[Start of section]
PR #10987, opened 2026-06-15
fix(http-client-python): preserve customized pyproject.toml fields

### LINKED ISSUE #10311: [python] overwriting of pyproject fields
`pyproject.toml` gets overwritten on emit
The emitter clobbers manual edits to pyproject.toml — specifically it downcases "AI" to "Ai" in the description field, drops Python 3.14 from the classifier list, and replaces the custom repository URL with a generic one. The emitter either needs configurable pyproject fields or needs to preserve existing values it didn't generate.

Part of issues @dargilco is dealing with in his post processing script.

l0lawrence:
Fixes #10311

## Problem

The Python emitter regenerates `pyproject.toml` on every emit and clobbers manual edits to fields it doesn't own — for example downcasing "AI" to "Ai" in the `description`, dropping Python versions from the `classifiers` list, and replacing a custom repository URL with the generic Azure SDK one.

## Fix

Extend the existing `KEEP_FIELDS` preservation mechanism so the emitter preserves the following from an existing `pyproject.toml` instead of overwriting them:

- `project.description`
- `project.classifiers`
- `[project.urls]`

On first emit (no existing file) these are still generated as before. When the file already exists, the user's values are carried through.

## Changes

- `general_serializer.py`: extract `description`, `classifiers`, and `urls` into `KEEP_FIELDS`.
- `pyproject.toml.jinja2`: use preserved values when present, fall back to generated defaults otherwise.
- Added unit tests in `tests/unit/test_pyproject_keep_fields.py`.
- Added a changeset entry.

## Validation

- New unit tests pass.
- Template renders valid TOML in both branches (verified by round-tripping through `tomli`).
- Black formatting passes with the repo config.


l0lawrence:
naming question `keep-pyproject-fields` 

and

how much do we want the user to be able to preserve?

iscai-msft (approved):

packages/http-client-python/emitter/src/lib.ts
```diff
@@ -105,6 +106,12 @@ export const PythonEmitterOptionsSchema: JSONSchemaType<PythonEmitterOptions> =
       description:
         "Whether to keep the existing `setup.py` when `generate-packaging-files` is `true`. If set to `false` and by default, `pyproject.toml` will be generated instead. To generate `setup.py`, use `basic-setup-py`.",
     },
+    "keep-pyproject-fields": {
```
msyyc, line 114: It is more flexible to enable users to configure specific fields so that we don't need update the code again. For example, we could permit user A input string like "authors,description" then emitter will keep fields "authors" and "description" for SDK A; user B input string like "authors" then emitter only keep fields "authors".

l0lawrence: Good call - I've changed `keep-pyproject-fields` from a boolean into a comma-separated list of fields. Supported fields are `authors`, `description`, `classifiers`, `urls`.

iscai-msft: I think instead of css, we should go with an object, like what we have for `license` in the flags list. can you make sure there's no overlap with existing flags? I'm worrying we're ballooning a bit

iscai-msft (approved):
thanks for this!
[End of section]
ACTION ITEM
Only the lines from the start of the material through the line bearing "- New unit tests pass." are needed, restated exactly, with both end lines included.

REPLY TO THE TASK
PR #10987, opened 2026-06-15
fix(http-client-python): preserve customized pyproject.toml fields

### LINKED ISSUE #10311: [python] overwriting of pyproject fields
`pyproject.toml` gets overwritten on emit
The emitter clobbers manual edits to pyproject.toml — specifically it downcases "AI" to "Ai" in the description field, drops Python 3.14 from the classifier list, and replaces the custom repository URL with a generic one. The emitter either needs configurable pyproject fields or needs to preserve existing values it didn't generate.

Part of issues @dargilco is dealing with in his post processing script.

l0lawrence:
Fixes #10311

## Problem

The Python emitter regenerates `pyproject.toml` on every emit and clobbers manual edits to fields it doesn't own — for example downcasing "AI" to "Ai" in the `description`, dropping Python versions from the `classifiers` list, and replacing a custom repository URL with the generic Azure SDK one.

## Fix

Extend the existing `KEEP_FIELDS` preservation mechanism so the emitter preserves the following from an existing `pyproject.toml` instead of overwriting them:

- `project.description`
- `project.classifiers`
- `[project.urls]`

On first emit (no existing file) these are still generated as before. When the file already exists, the user's values are carried through.

## Changes

- `general_serializer.py`: extract `description`, `classifiers`, and `urls` into `KEEP_FIELDS`.
- `pyproject.toml.jinja2`: use preserved values when present, fall back to generated defaults otherwise.
- Added unit tests in `tests/unit/test_pyproject_keep_fields.py`.
- Added a changeset entry.

## Validation

- New unit tests pass.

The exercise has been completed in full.